─── INPUT DATA ───

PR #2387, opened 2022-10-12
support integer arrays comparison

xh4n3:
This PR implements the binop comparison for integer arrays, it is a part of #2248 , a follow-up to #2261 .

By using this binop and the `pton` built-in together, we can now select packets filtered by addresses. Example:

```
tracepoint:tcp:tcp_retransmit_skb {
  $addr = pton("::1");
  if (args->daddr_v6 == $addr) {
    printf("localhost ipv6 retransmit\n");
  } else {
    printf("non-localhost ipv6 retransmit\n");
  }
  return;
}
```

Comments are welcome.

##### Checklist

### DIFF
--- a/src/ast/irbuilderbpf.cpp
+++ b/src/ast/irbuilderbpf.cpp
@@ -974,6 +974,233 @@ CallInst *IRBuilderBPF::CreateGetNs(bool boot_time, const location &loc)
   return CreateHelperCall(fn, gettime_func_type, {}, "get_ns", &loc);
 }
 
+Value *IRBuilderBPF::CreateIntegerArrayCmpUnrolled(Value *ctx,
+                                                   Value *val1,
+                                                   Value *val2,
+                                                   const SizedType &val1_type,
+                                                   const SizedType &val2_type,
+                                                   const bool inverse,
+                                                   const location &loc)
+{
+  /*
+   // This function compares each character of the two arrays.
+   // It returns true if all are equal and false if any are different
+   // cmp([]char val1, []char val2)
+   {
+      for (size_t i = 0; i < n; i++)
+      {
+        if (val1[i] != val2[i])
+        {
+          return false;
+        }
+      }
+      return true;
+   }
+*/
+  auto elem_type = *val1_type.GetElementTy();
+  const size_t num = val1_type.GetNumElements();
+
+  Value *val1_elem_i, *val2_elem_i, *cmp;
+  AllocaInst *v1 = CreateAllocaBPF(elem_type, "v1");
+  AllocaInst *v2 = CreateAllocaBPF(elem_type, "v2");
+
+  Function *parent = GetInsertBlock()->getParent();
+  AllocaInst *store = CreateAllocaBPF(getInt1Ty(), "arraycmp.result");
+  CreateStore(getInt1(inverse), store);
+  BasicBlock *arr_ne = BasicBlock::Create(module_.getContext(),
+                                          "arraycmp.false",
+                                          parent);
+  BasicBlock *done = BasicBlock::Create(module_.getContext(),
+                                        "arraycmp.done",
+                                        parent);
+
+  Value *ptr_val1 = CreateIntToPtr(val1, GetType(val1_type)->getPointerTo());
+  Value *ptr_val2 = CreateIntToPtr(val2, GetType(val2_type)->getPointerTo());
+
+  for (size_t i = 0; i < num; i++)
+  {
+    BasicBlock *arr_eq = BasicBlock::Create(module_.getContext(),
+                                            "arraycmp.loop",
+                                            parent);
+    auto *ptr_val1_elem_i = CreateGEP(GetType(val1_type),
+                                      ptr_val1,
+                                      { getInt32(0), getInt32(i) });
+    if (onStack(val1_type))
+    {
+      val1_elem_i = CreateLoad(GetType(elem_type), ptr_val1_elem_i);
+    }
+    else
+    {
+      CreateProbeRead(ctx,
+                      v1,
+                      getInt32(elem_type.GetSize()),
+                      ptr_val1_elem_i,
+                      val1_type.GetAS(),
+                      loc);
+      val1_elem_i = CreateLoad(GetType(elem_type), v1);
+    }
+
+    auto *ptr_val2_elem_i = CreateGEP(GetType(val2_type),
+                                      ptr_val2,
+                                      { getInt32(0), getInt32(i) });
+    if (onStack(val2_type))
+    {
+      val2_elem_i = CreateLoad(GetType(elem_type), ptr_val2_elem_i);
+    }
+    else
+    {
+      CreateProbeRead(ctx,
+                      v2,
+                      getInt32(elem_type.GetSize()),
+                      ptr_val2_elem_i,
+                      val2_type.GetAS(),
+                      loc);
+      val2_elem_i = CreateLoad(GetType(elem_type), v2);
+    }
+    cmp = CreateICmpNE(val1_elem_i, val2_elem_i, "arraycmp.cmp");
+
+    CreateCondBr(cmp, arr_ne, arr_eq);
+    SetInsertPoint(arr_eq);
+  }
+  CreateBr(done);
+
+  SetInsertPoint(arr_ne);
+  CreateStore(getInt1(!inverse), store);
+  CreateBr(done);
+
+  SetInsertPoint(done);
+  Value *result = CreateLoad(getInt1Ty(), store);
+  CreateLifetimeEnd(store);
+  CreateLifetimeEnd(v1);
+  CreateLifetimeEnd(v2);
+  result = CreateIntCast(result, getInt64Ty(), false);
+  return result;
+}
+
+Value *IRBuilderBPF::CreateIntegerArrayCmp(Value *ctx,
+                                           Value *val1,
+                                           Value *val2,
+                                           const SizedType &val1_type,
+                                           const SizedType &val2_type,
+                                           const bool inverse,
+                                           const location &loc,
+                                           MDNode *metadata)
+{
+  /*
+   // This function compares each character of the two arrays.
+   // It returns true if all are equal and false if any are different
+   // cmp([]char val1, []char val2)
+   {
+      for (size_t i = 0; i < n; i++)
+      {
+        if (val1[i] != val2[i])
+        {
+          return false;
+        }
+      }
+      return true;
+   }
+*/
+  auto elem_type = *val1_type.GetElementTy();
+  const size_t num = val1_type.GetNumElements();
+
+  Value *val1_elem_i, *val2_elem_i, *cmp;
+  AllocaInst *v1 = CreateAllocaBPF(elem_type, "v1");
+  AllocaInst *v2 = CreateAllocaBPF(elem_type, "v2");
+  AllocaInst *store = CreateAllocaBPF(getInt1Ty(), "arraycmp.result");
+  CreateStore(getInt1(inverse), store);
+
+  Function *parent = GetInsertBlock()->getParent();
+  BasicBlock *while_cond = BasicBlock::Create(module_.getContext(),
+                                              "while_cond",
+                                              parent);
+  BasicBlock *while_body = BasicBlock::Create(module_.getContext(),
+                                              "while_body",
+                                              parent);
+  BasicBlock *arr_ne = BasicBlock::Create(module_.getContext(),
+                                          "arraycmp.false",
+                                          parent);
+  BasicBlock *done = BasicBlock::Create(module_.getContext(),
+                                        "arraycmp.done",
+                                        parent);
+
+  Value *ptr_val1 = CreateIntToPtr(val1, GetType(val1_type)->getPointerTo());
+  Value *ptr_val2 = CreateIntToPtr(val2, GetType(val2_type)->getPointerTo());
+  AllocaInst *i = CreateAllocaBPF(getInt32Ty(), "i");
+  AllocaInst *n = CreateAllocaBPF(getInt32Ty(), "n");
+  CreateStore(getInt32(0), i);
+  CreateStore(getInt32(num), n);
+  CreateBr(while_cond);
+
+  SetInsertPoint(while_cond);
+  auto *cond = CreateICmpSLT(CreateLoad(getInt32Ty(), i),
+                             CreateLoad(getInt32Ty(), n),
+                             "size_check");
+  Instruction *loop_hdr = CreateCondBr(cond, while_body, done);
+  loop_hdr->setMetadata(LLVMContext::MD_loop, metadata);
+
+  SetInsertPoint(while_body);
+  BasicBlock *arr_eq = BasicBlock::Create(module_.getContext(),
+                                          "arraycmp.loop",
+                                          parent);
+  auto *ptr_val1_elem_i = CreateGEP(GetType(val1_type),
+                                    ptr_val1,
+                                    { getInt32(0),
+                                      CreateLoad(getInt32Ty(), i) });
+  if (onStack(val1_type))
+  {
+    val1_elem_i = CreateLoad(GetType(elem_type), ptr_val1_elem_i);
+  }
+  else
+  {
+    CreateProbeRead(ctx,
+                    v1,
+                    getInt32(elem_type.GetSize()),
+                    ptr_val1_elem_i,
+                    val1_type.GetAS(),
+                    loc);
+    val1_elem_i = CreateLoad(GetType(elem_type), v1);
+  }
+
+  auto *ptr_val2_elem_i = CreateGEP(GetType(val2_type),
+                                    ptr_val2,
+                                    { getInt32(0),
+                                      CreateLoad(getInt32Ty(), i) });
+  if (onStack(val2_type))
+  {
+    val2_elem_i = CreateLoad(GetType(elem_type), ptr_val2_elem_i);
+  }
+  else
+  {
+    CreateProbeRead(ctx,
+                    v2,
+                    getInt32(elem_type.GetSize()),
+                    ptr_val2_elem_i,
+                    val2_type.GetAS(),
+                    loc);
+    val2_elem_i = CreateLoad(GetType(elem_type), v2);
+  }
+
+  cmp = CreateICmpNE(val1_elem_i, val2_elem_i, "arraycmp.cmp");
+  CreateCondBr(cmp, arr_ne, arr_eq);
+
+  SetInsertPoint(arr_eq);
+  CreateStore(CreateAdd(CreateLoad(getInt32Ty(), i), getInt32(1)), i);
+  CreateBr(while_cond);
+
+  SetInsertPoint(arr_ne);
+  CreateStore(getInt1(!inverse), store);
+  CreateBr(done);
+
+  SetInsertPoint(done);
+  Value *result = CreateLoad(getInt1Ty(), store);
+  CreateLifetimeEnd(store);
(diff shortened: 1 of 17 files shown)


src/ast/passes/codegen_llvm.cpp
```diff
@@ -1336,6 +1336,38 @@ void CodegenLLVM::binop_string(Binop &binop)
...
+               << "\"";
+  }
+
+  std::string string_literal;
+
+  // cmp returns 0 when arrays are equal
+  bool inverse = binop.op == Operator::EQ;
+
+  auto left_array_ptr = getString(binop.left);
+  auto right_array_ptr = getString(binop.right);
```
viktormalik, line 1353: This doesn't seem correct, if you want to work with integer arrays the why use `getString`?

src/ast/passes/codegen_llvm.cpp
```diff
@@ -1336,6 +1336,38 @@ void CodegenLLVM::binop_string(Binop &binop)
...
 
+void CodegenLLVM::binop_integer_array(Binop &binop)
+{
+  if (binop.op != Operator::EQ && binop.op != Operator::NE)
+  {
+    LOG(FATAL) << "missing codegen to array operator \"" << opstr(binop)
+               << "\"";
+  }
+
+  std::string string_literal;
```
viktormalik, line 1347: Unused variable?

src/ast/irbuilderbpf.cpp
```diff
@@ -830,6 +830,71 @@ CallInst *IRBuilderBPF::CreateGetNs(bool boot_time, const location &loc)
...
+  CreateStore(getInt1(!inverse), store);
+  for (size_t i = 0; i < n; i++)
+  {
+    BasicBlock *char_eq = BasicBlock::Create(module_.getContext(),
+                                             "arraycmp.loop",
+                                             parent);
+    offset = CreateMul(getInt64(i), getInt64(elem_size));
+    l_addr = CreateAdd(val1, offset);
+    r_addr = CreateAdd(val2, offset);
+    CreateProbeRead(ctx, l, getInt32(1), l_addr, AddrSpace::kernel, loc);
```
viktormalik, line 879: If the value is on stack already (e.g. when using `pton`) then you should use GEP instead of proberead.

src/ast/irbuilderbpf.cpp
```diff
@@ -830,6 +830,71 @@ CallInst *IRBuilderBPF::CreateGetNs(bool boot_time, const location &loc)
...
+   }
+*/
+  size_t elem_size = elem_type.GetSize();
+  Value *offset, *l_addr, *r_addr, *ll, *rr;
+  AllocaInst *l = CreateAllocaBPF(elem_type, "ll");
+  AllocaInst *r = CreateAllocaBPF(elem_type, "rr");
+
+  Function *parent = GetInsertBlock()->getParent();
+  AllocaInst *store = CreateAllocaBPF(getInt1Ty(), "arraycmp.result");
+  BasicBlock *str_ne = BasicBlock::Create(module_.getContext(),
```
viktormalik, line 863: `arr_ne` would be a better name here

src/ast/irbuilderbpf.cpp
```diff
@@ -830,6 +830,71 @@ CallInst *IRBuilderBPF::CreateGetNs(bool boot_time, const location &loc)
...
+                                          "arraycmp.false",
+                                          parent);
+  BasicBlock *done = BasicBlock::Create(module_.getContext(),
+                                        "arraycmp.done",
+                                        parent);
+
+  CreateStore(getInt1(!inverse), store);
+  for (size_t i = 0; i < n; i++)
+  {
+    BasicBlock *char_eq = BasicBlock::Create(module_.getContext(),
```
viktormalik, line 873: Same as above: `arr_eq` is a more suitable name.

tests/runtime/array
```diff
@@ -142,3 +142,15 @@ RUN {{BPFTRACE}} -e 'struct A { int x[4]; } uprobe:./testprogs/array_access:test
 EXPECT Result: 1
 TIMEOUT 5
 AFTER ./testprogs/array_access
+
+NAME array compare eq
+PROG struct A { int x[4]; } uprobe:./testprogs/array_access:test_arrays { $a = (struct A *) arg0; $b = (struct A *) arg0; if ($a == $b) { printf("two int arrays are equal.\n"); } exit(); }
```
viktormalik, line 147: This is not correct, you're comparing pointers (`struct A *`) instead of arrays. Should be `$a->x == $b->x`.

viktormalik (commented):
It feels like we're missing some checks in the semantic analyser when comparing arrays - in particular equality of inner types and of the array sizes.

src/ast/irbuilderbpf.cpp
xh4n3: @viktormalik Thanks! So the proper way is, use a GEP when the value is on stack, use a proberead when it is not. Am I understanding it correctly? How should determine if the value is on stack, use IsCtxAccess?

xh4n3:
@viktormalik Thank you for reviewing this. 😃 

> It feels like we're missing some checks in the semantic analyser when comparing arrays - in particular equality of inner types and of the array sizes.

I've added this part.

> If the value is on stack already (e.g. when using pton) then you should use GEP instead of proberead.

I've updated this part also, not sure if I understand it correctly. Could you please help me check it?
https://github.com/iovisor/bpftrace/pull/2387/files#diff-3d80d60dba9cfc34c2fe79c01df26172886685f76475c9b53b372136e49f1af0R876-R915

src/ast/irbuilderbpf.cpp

───

Tally how many lines of the data include the word "testprogs". Write the number and nothing else.

3